How do you know they’re engaged? An example

Now, where it gets interesting is the idea that we can include in our design strategy the notion of certain activities or experiences delivering data to a stream that feeds our goals.

In a recent blog post I gave a very simple example of building an online orientation course that feeds a data stream dedicated to measuring learner “engagement.” A goal for most orientation programs is to engage new hires with the company—to get them to appreciate a company’s history so that they feel that they are part of a legacy.

If you’re having someone read content online, there is no way to tell if they actually read the content or merely stare blankly at it. The same is true for paper-based reading, of course. So how can we get real-time data that feeds a stream measuring engagement? It’s good to note that we don’t have to “prove” engagement; we simply want to create data that supports the case for engagement. In other words, we are not trying to prove causation, just correlation.

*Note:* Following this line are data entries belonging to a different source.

PR #7847, opened 2019-10-07
Add IsVisible property to ShellItem/ShellSection/ShellContent

### LINKED ISSUE #7230: [Enhancement] Shell allow dynamic load FlyoutItem!
## Summary
Shell does not allow dynamic loading of menu options, according to a user profile, it must allow to show or hide options according to the login profile

## API changes

To facilitate the dynamic menu (FlyoutItem) loading, you can add a Visible property in a ShellSection through Binging.
And thus be able to invite from ViewModel the status of this option indicating whether the user is shown or not. (user profiles according to access)
Another send a List <Menus> indicating whether or not it will be displayed to the user.

## Intended use case
Well I am using Shell and I have this problem since the App that I am developing must load the options of the menus, according to a login where I bring the list of the options that this user has, and if you do not have permissions to some options you should not show you, in the side menu.

PureWeen:
### Description of Change ###
Add IsVisible property to BaseShellItem
- If all children items aren't visible then the parent will also not be visible. 
- Retrieving Items is now exposed through IShell<type>Controller instead of accessing the Items directly.
- If ShellContent isn't visible you can still navigate to it manually which lets you hide things from the flyout

### Issues Resolved ### 
- fixes #7230

### API Changes ###
Added:
 - EventHandler IShellContentController. IsPageVisibleChanged
 - EventHandler IShellController. ItemsCollectionChanged
 - ReadOnlyCollection<ShellItem> IShellController.GetItems()
- ReadOnlyCollection<ShellSection> IShellItemController.GetItems();
- event IShellItemController.NotifyCollectionChangedEventHandler ItemsCollectionChanged;
- ReadOnlyCollection<ShellContent> IShellSectionController.GetItems();
- event NotifyCollectionChangedEventHandler IShellSectionController.ItemsCollectionChanged;

### Platforms Affected ### 
- Core/XAML (all platforms)
- iOS
- Android
- UWP

### Testing Procedure ###
- Automated Tests included
- Interact with added test to make sure it works as you expect it to

### PR Checklist ###


PureWeen:
UI Tests are passing. iOS 13 and Android 19 failures are unrelated

jfversluis:
> ##[error]Xamarin.Forms.Platform.UAP\ListViewRenderer.cs(780,71): Error CS1061: 'Type' does not contain a definition for 'IsValueType' and no accessible extension method 'IsValueType' accepting a first argument of type 'Type' could be found (are you missing a using directive or an assembly reference?)

jamesmcmenamin:
@PureWeen @samhouts Any chance on this getting into Pre3

PureWeen:
@jamesmcmenamin Unfortunately no 😢 

The last 4.4 is closed for API changes so this one will be part of 4.5

jamesmcmenamin:
Well shoo Thanks for the update @PureWeen

Xamarin.Forms.Core/Shell/BaseShellItem.cs
```diff
@@ -33,6 +33,9 @@ public class BaseShellItem : NavigableElement, IPropertyPropagationController, I
 		public static readonly BindableProperty IsEnabledProperty =
 			BindableProperty.Create(nameof(IsEnabled), typeof(bool), typeof(BaseShellItem), true, BindingMode.OneWay);
 
+		public static readonly BindableProperty IsVisibleProperty =
+			BindableProperty.Create(nameof(IsVisible), typeof(bool), typeof(BaseShellItem), true, BindingMode.OneWay);
```
StephaneDelcroix: OneWay == Default

Xamarin.Forms.Core/Shell/IShellContentController.cs
```diff
@@ -1,4 +1,6 @@
-﻿namespace Xamarin.Forms
+﻿using System;
+
+namespace Xamarin.Forms
 {
 	public interface IShellContentController : IElementController
```
StephaneDelcroix: should be hidden from intelisense

PureWeen:
Maybe IsIncluded?

We are trying to get away from associating Shell<Elements> with visual concepts so something like that might work.

Though with the current implementation I think you could say that it does change the visibility of the item itself. Setting IsVisible is logically equivalent to completely removing the item from the Items Collection. In addition to not showing up as a tab/flyout Item you can't navigate to it. If you're on a Shell<element> and IsVisible gets set to false then you are navigated away just like if someone had removed the item. It becomes logically unreachable and nonexistent. It's basically not visible to the platform layer.

Like if you have
```xaml
<ShellItem FlyoutBehavioar=Disabled Route="Something"
```

Then that item won't show up in the menu but you can get to it via
```C#
Goto("//Something")
```
If you have
```xaml
<ShellItem FlyoutBehavioar=Disabled IsVisible=False Route="Something"
```

```C#
Goto("//Something") -> Will fail and say route not found
```
so it's more like it sends the Item into oblivion
It's meant to be a replacement for having to call Items.Clear or remove shell items at all when doing things like login flow and such

Xamarin.Forms.Core/Shell/IShellContentController.cs
rmarinho: This is not new , so why would we hide now?

Xamarin.Forms.Core/Shell/ShellItemCollection.cs
```diff
@@ -14,7 +30,103 @@ internal sealed class ShellItemCollection : IList<ShellItem>, INotifyCollectionC
...
+		internal IList<ShellItem> Inner
+		{
+			get
+			{
+				return _inner;
+			}
+			set
+			{			
+				_inner = value;
+				((INotifyCollectionChanged)_inner).CollectionChanged += InnerCollectionChanged;
```
rmarinho: Shouldn't we unsubscribe from this? On dispose or if we pass a new "inner" ?

Xamarin.Forms.Platform.UAP/Shell/ShellRenderer.cs
```diff
@@ -160,6 +160,12 @@ protected virtual void OnElementSet(Shell shell)
 			IsPaneOpen = Shell.FlyoutIsPresented;
 			((IShellController)Element).AddFlyoutBehaviorObserver(this);
 			((IShellController)shell).AddAppearanceObserver(this, shell);
+			(shell as IShellController).ItemsCollectionChanged += OnItemsCollectionChanged;
```
rmarinho: Do we need to unsubscribe this?

Xamarin.Forms.Core/Shell/Shell.cs
```diff
@@ -314,7 +317,24 @@ async Task IShellController.OnFlyoutItemSelectedAsync(Element element)
...
+				shellSection.PropertyChanged += OnShellItemPropertyChanged;
+			else
+				await GoToAsync(state).ConfigureAwait(false);
+		}
+
+		void OnShellItemPropertyChanged(object sender, PropertyChangedEventArgs e)
+		{
+			if (e.PropertyName == CurrentItemProperty.PropertyName)
+			{
+				(sender as BindableObject).PropertyChanged -= OnShellItemPropertyChanged;
```
rmarinho: Why do we unsubscribe here? Not understanding very well, can we go back and if i click again since we unsubscribed it will not navigate again

PureWeen: The only point of this code is to delay navigation until a visible stack of Shell Elements are realized so it's only relevant as the navigation is happening and the visible items are showing up.

The code gets here
https://github.com/xamarin/Xamarin.Forms/pull/7847/files/528247083f733948659463b1a2b9ea6e3089f647#diff-070ffbecea113674cafb32e2f6776e08R321

It sees that CurrentItem is null so I subscribe to an event until there's a valid ShellItem.ShellSection.ShellContent

Then it navigates there. So this is only relevant as it's navigating not to initiate navigation

Xamarin.Forms.Core/Shell/ShellItemCollection.cs
PureWeen: This list should never change. It's a readonly BP
```C#
static readonly BindablePropertyKey ItemsPropertyKey = BindableProperty.CreateReadOnly(nameof(Items), typeof(ShellItemCollection), 
```

Xamarin.Forms.Platform.UAP/Shell/ShellRenderer.cs
PureWeen: 👍

PR #7866, opened 2019-10-08
Make the Refresh View Respect Command CanExecute and add Refreshing event

### LINKED ISSUE #7803: [Bug] RefreshView pull to refresh command firing twice on a single pull

PureWeen:
### Description of Change ###
- The check for disabling the RefreshView based on a command was only firing when CommandParameter was set. This PR aligns Refresh View with how Button logic works with IsEnabled
- Add IsRefreshing event to RefreshView
- Clamp IsRefreshing to false if IsEnabled is false
- I moved the Command execution up into the Cross Platform code (much like the ListView Refresh) because it doesn't seem to make sense to have that code spread out between the renderers. This also fixed #7803 

### Issues Resolved ### 

- fixes #7803

### Platforms Affected ### 
- Core/XAML (all platforms)
- iOS
- Android
- UWP

### API Changes ###
Added: 
 - RefreshView.IsRefreshing

### Testing Procedure ###
- Tests are Automated
- Added test buttons to RefreshViewTests. Click around and make sure it all works as you'd expect it to

### PR Checklist ###

### DIFF
--- a/Xamarin.Forms.Controls.Issues/Xamarin.Forms.Controls.Issues.Shared/Issue7803.xaml.cs
+++ b/Xamarin.Forms.Controls.Issues/Xamarin.Forms.Controls.Issues.Shared/Issue7803.xaml.cs
@@ -1,0 +1,171 @@
+﻿using System.Collections.ObjectModel;
+using Xamarin.Forms.CustomAttributes;
+using Xamarin.Forms.Internals;
+using Xamarin.Forms.Xaml;
+using System.Collections.Generic;
+using System.Threading.Tasks;
+using System.ComponentModel;
+using System;
+
+#if UITEST
+using Xamarin.UITest;
+using Xamarin.UITest.Queries;
+using NUnit.Framework;
+using Xamarin.Forms.Core.UITests;
+using System.Linq;
+#endif
+
+namespace Xamarin.Forms.Controls.Issues
+{
+#if UITEST
+	[NUnit.Framework.Category(UITestCategories.CollectionView)]
+#endif
+#if APP
+	[XamlCompilation(XamlCompilationOptions.Compile)]
+#endif
+	[Preserve(AllMembers = true)]
+	[Issue(IssueTracker.Github, 7803, "[Bug] CarouselView/RefreshView pull to refresh command firing twice on a single pull", PlatformAffected.All)]
+	public partial class Issue7803 : TestContentPage
+	{
+#if APP
+		public Issue7803()
+		{
+			Device.SetFlags(new List<string> { CollectionView.CollectionViewExperimental });
+
+			InitializeComponent();
+
+			BindingContext = new ViewModel7803();
+		}
+#endif
+
+		protected override void Init()
+		{
+
+		}
+
+#if UITEST
+		[Test]
+		public void DelayedIsRefreshingAndCommandTest_SwipeDown()
+		{
+			var collectionView = RunningApp.WaitForElement(q => q.Marked("CollectionView7803"))[0];
+
+			RunningApp.Pan(new Drag(collectionView.Rect, Drag.Direction.TopToBottom, Drag.DragLength.Medium));
+
+			RunningApp.WaitForElement(q => q.Marked("Count: 20"));
+			RunningApp.WaitForNoElement(q => q.Marked("Count: 30"));
+
+			AppResult[] lastCellResults = null;
+
+			RunningApp.QueryUntilPresent(() =>
+			{
+				RunningApp.DragCoordinates(collectionView.Rect.CenterX, collectionView.Rect.Y + collectionView.Rect.Height - 50, collectionView.Rect.CenterX, collectionView.Rect.Y + 5);
+
+				lastCellResults = RunningApp.Query("19");
+
+				return lastCellResults;
+			}, 10, 1);
+
+			Assert.IsTrue(lastCellResults?.Any() ?? false);
+		}
+#endif
+	}
+
+	[Preserve(AllMembers = true)]
+	public class ViewModel7803 : INotifyPropertyChanged
+	{
+		public ObservableCollection<Model7803> Items { get; set; } = new ObservableCollection<Model7803>();
+
+		private bool _isRefreshing;
+
+		public bool IsRefreshing
+		{
+			get
+			{
+				return _isRefreshing;
+			}
+			set
+			{
+				_isRefreshing = value;
+
+				OnPropertyChanged("IsRefreshing");
+			}
+		}
+
+		private string _text;
+
+		public string Text
+		{
+			get
+			{
+				return _text;
+			}
+			set
+			{
+				_text = value;
+
+				OnPropertyChanged("Text");
+			}
+		}
+
+		public Command RefreshCommand { get; set; }
+
+		public ViewModel7803()
+		{
+			PopulateItems();
+
+			RefreshCommand = new Command(async () =>
+			{
+				IsRefreshing = true;
+
+				await Task.Delay(2000);
+				PopulateItems();
+
+				IsRefreshing = false;
+			});
+		}
+
+		void PopulateItems()
+		{
+			var count = Items.Count;
+
+			for (var i = count; i < count + 10; i++)
+				Items.Add(new Model7803() { Position = i });
+
+			Text = "Count: " + Items.Count;
+		}
+
+		public event PropertyChangedEventHandler PropertyChanged;
+
+		protected void OnPropertyChanged(string name)
+		{
+			PropertyChanged?.Invoke(this, new PropertyChangedEventArgs(name));
+		}
+	}
+
+	[Preserve(AllMembers = true)]
+	public class Model7803 : INotifyPropertyChanged
+	{
+		private int _position;
+
+		public int Position
+		{
+			get
+			{
+				return _position;
+			}
+			set
+			{
+				_position = value;
+
+				OnPropertyChanged("Position");
+			}
+		}
+
+		public event PropertyChangedEventHandler PropertyChanged;
+
+		protected void OnPropertyChanged(string name)
+		{
+			PropertyChanged?.Invoke(this, new PropertyChangedEventArgs(name));
+		}
+	}
+}
--- a/Xamarin.Forms.Controls.Issues/Xamarin.Forms.Controls.Issues.Shared/Issue7803.xaml.cs
+++ b/Xamarin.Forms.Controls.Issues/Xamarin.Forms.Controls.Issues.Shared/Issue7803.xaml.cs
@@ -30,7 +30,6 @@ namespace Xamarin.Forms.Controls.Issues
 #if APP
 		public Issue7803()
 		{
-			Device.SetFlags(new List<string> { CollectionView.CollectionViewExperimental });
 
 			InitializeComponent();
 
--- a/Xamarin.Forms.Core/RefreshView.cs
+++ b/Xamarin.Forms.Core/RefreshView.cs
@@ -29,7 +29,21 @@ namespace Xamarin.Forms
 		}
 
 		public static readonly BindableProperty CommandProperty =
-			BindableProperty.Create(nameof(Command), typeof(ICommand), typeof(RefreshView));
+			BindableProperty.Create(nameof(Command), typeof(ICommand), typeof(RefreshView), propertyChanged: OnCommandChanged);
+
+		static void OnCommandChanged(BindableObject bindable, object oldValue, object newValue)
+		{
+			if (bindable is RefreshView refreshView)
+			{
+				if (oldValue is ICommand oldCommand)
+					oldCommand.CanExecuteChanged -= refreshView.RefreshCommandCanExecuteChanged;
+
+				if (newValue is ICommand newCommand)
+					newCommand.CanExecuteChanged += refreshView.RefreshCommandCanExecuteChanged;
+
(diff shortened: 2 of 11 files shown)


Xamarin.Forms.Core/RefreshView.cs
```diff
@@ -29,7 +29,21 @@ public bool IsRefreshing
 		}
 
 		public static readonly BindableProperty CommandProperty =
-			BindableProperty.Create(nameof(Command), typeof(ICommand), typeof(RefreshView));
+			BindableProperty.Create(nameof(Command), typeof(ICommand), typeof(RefreshView), propertyChanged: OnCommandChanged);
+
+		static void OnCommandChanged(BindableObject bindable, object oldValue, object newValue)
+		{
+			if (bindable is RefreshView refreshView)
```
adrianknight89: Minor suggestion: reduce nesting here

adrianknight89:
@PureWeen Correct me if I'm wrong, but here you're disabling `RefreshView` if its command can no longer execute, right? `ListView` has a `Refreshing` event. Why doesn't `RefreshView` have it too (assuming not everybody wants to use the MVVM pattern)? 

If it did have this event in the future, there won't be a way to process the event and the command independently of each other (e.g. disable the command / business logic in certain circumstances while enabling the event / UI stuff) if we set `IsEnabled` to false. So I'm not sure how I feel about this change. You said you're aligning with `Button`. I wonder how that's working today with `Clicked` & `Command`.

jsuarezruiz:
Reviewing and testing the changes, my main question here is should we allow to set IsRefreshing to true (and get the visualization) without the command execution when the CanExecute from the Command is false?.
refreshview-disabled-small

PureWeen:
@adrianknight89 

If I'm understanding this comment

> You said you're aligning with Button. I wonder how that's working today with Clicked & Command.

With our implementation of ICommand if you call Execute it doesn't check CanExecute. With the SendClicked behavior on Button it will only execute the command if the button is enabled

PureWeen:
@adrianknight89 

> If it did have this event in the future, there won't be a way to process the event and the command independently of each other (e.g. disable the command / business logic in certain circumstances while enabling the event / UI stuff) if we set IsEnabled to false.

Yea I keep waffling :-) 

> (e.g. disable the command / business logic in certain circumstances while enabling the event / UI stuff)

I'm thinking through the use cases for this

While also keeping @jsuarezruiz 's comment in mind here

https://github.com/xamarin/Xamarin.Forms/pull/7866#issuecomment-539596818

I could see it being confusing to allow the visualization but not the command.  I think if you're going to use a command use the command and if you use an event use an event. It's like the scenario with IsEnabled on Button where people set it from the View and then the Command replaces whatever you set it to. 

If you're using MVVM the MVVM is going to win out over the non MVVM APIs

> ListView has a Refreshing event. Why doesn't RefreshView have it too (assuming not everybody wants to use the MVVM pattern)?

It should have a Refreshing event

adrianknight89:
@PureWeen 

> With the SendClicked behavior on Button it will only execute the command if the button is enabled

https://github.com/xamarin/Xamarin.Forms/blob/3c3ecfd45489f119edfb922e01c0514a0bb74e2a/Xamarin.Forms.Core/ButtonElement.cs#L56-L63

Why doesn't this also check CanExecute before line 60?

adrianknight89:
> I think if you're going to use a command use the command and if you use an event use an event

You mean we shouldn't be using both at the same time? I could see how someone might end up sending a message through the command to the view (which could have been dealt with in the event handler instead). Sorry, thinking of possibilities here. I'm sure all of this could be worked around.

Xamarin.Forms.Core/RefreshView.cs
```diff
@@ -53,7 +67,9 @@ public object CommandParameter
 		void RefreshCommandCanExecuteChanged(object sender, EventArgs eventArgs)
 		{
 			if (Command != null)
-				IsEnabled = Command.CanExecute(CommandParameter);
+				SetValueCore(IsEnabledProperty, Command.CanExecute(CommandParameter));
+			else
+				SetValueCore(IsEnabledProperty, true);
```
adrianknight89: How would the below case work with this change?

```
var refreshView = new RefreshView();
refreshView.IsEnabled = false;
refreshView.Command = new Command(() => {});
```

`RefreshCommandCanExecuteChanged` gets executed and sets `IsEnabled` to true even though I explicitly set it to false.

PureWeen: Yea that's an ongoing conversation with Commanding and IsEnabled
https://github.com/xamarin/Xamarin.Forms/issues/2758

So the way it's all done here is just consistent with how it works with Button

```C#
		public static void CommandChanged(IButtonElement sender)
		{
			if (sender.Command != null)
			{
				CommandCanExecuteChanged(sender, EventArgs.Empty);
			}
			else
			{
				sender.IsEnabledCore = true;
			}
		}
```

PureWeen:
@adrianknight89 
> Why doesn't this also check CanExecute before line 60?

I can't say for sure. I think it's as unexciting as when that code was initially written that was the decision made for the rules of execution.

PureWeen:
Alright @jsuarezruiz @hartez @adrianknight89 

This one should be good to review. A few quick notes

- I added an IsRefreshing event
- @adrianknight89 we all talked internally and we don't think you should be able to set IsRefreshing to true if IsEnabled is false
- I moved all the code that fires the command from the native code and just put it into the cross platform code because the command seems like it should just fire from the cross platform code when IsRefreshing transitions to true. I'm not sure if there's an advantage or specific reason for it to be in the native code?  Doing that also fixed #7803 so I copied your UI test from that PR you did over to this one (hope that's alright)

Xamarin.Forms.Core/RefreshView.cs
```diff
@@ -20,7 +22,41 @@ public RefreshView()
...
-			BindableProperty.Create(nameof(IsRefreshing), typeof(bool), typeof(RefreshView), false, BindingMode.TwoWay);
+			BindableProperty.Create(nameof(IsRefreshing), typeof(bool), typeof(RefreshView), false, BindingMode.TwoWay, coerceValue:OnCoerceIsRefreshing, propertyChanged: OnIsRefreshingPropertyChanged);
+
+		static void OnIsRefreshingPropertyChanged(BindableObject bindable, object oldValue, object newValue)
+		{
+			bool value = (bool)newValue;
+
+			if (value)
+			{
+				var resfrehView = ((RefreshView)bindable);
```
adrianknight89: fix variable name

Xamarin.Forms.Core/RefreshView.cs
```diff
@@ -20,7 +22,41 @@ public RefreshView()
...
+				resfrehView.Refreshing?.Invoke(bindable, EventArgs.Empty);
+				if(resfrehView.Command != null)
+					resfrehView.Command.Execute(resfrehView.CommandParameter);
```
adrianknight89: so not checking if the command can execute before executing it then?

Xamarin.Forms.Core/RefreshView.cs
```diff
@@ -20,7 +22,41 @@ public RefreshView()
...
+			}
+		}
+
+		static object OnCoerceIsRefreshing(BindableObject bindable, object value)
```
adrianknight89: Should this be renamed to `OnIsRefreshingPropertyCoerced` to align with the previous PC handler?

Xamarin.Forms.Core/RefreshView.cs
```diff
@@ -20,7 +22,41 @@ public RefreshView()
...
+				return value;
+
+			if (!view.IsEnabled)
+				return false;
+
+			if (view.Command == null)
+				return value;
+
+			if (!view.Command.CanExecute(view.CommandParameter))
+				return false;
```
adrianknight89: Can we group all these if checks together? There's so many of them. Group !newValue and view.Command together. Group !view.IsEnabled and !view.Command.CanExecute() together? Not sure if it'd be more difficult to read this way. Just a thought.

adrianknight89:
@PureWeen Yeah, that's alright. I closed the other PR.

Xamarin.Forms.Core/RefreshView.cs
PureWeen: No. My thinking here is that if IsRefreshing transitions to true for any reason then I want these events to all fire.  If these fire when they shouldn't then I would say that's an upstream bug.

Xamarin.Forms.Core/RefreshView.cs
PureWeen: hehe
I'll leave it for now unless it gets another down vote.  Helps me think through it better having it split out. Especially knowing how slow future Shane is.

slang25:
I've just tried this in my app and on iOS I am getting a `UIKitThreadAccessException` from the `OnPropertyChanged` method. If I get time later I'll try to recreate it in the controls app.

Xamarin.Forms.Core/RefreshView.cs
```diff
@@ -77,5 +127,13 @@ protected override SizeRequest OnMeasure(double widthConstraint, double heightCo
 		{
 			return _platformConfigurationRegistry.Value.On<T>();
 		}
+
+		protected override void OnPropertyChanged([CallerMemberName] string propertyName = null)
+		{
+			base.OnPropertyChanged(propertyName);
+			if (IsEnabledProperty.PropertyName == propertyName)
```
adrianknight89: Isn't it easier to read if we did `propertyName == IsEnabledProperty.PropertyName`?

adrianknight89:
@slang25 Sounds like something needs to be executed on the main thread. A repro would be very helpful.

Xamarin.Forms.Core/RefreshView.cs
```diff
@@ -20,7 +22,41 @@ public RefreshView()
...
+
+			var refreshView = ((RefreshView)bindable);
+			refreshView.Refreshing?.Invoke(bindable, EventArgs.Empty);
+			if (refreshView.Command != null)
+				refreshView.Command.Execute(refreshView.CommandParameter);
+		}
+
+		static object OnIsRefreshingPropertyCoerced(BindableObject bindable, object value)
+		{
+			RefreshView view = (RefreshView)bindable;
```
adrianknight89: could use `var` here

adrianknight89:
@PureWeen Can you rebase by any chance?

adrianknight89:
@PureWeen I just tested this in my app on Android. Pull to refresh is working, but there seems to be an issue with invoking the refresh command programmatically. The state of `IsRefreshing` seems different inside the refresh command:

| Refresh type  | IsRefreshing |
| Pull | True  |
| Programmatic  | False  |

Is this the intended behavior or should we expect `IsRefreshing` to be the same regardless of whether the refresh is happening via a gesture or code?

Here's the important bit: If I set `IsRefreshing` to true inside the command, then double refresh happens if it was false to begin with.

PureWeen:
@adrianknight89 if I'm understanding you correctly are you saying if you do

```C#
RefreshView.Command.Execute(null)
```

That it doesn't set IsRefreshing to true? 

I don't think executing the command manually like that should affect the value of IsRefreshing. The command execution is a side effect of the Refresh view triggering and we don't really have a way to know someone has invoked the command from code.

adrianknight89:
@PureWeen Yep, as long as that's the intended behavior, we're good.

Xamarin.Forms.Controls.Issues/Xamarin.Forms.Controls.Issues.Shared/Issue7803.xaml.cs
```diff
@@ -0,0 +1,171 @@
...
+	[XamlCompilation(XamlCompilationOptions.Compile)]
+#endif
+	[Preserve(AllMembers = true)]
+	[Issue(IssueTracker.Github, 7803, "[Bug] CarouselView/RefreshView pull to refresh command firing twice on a single pull", PlatformAffected.All)]
+	public partial class Issue7803 : TestContentPage
+	{
+#if APP
+		public Issue7803()
+		{
+			Device.SetFlags(new List<string> { CollectionView.CollectionViewExperimental });
```
hartez: You can drop this now.

PureWeen:
```suggestion
```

Well, one approach that might help measure whether someone is reading and engaged with content is to: 1) Take off any parameters that force somebody to read anything because that just forces them to click “Next.” Make reading optional. 2) Separate content into small chunks that require navigating from one content piece to the next as an optional navigation element. 3) Attach data gathering to the action of moving from one content piece to the next. 4) Analyze things like, How deep the users go into the content? How much time for each piece of content matched to their navigation? Is it all relatively the same, or are users spending a decreasing amount of time per content piece? As a collection of data, this set is looking at the real-time interests of the users. Are they interested in moving forward? How much? Are they as enthusiastic at the beginning as they are at the end? Do some content pieces pique more interest than others?

Create intentional designs

The example given isn’t a recommendation for designing orientation programs. The example is to illustrate an intentional design that feeds real-time data matched to a specific goal. The picture gets increasingly complex when you take something like new hire engagement and correlate that with worker performance and potentially even something like correlating new-hire engagement with company brand recognition. If the reason you’ve hired marketing people is to get better brand recognition on the Web, then designing learning experiences that feed a set of data streams that will allow you to analyze the success of that correlation ought to be as important to an instructional designer as choosing the right visuals.

Here lies the intersection of instructional systems design and big data. Now that new emerging standards like TinCan are being set in motion, there can be no excuses about the lack of value from learning analytics. Now the instructional designer can build content in a very specific way, to generate very specific sets of data that THEY determine are beneficial and valuable to the organizations they work for.

The trick for new and old instructional designers is stop trying to “prove” that training and learning do x, y, and z. Instead, build a supporting case that training and learning were systematically part of the business achieving its objectives. In other words, we didn’t cause the business to achieve its objectives, but our data supports the system for helping the business achieve its objectives. You can do this by designing your interventions to work within the system (I’m not talking LMS, or any technology, for that matter) and generating data that’s important for the business.

Do you need engaged employees? Generate real time data for engagement!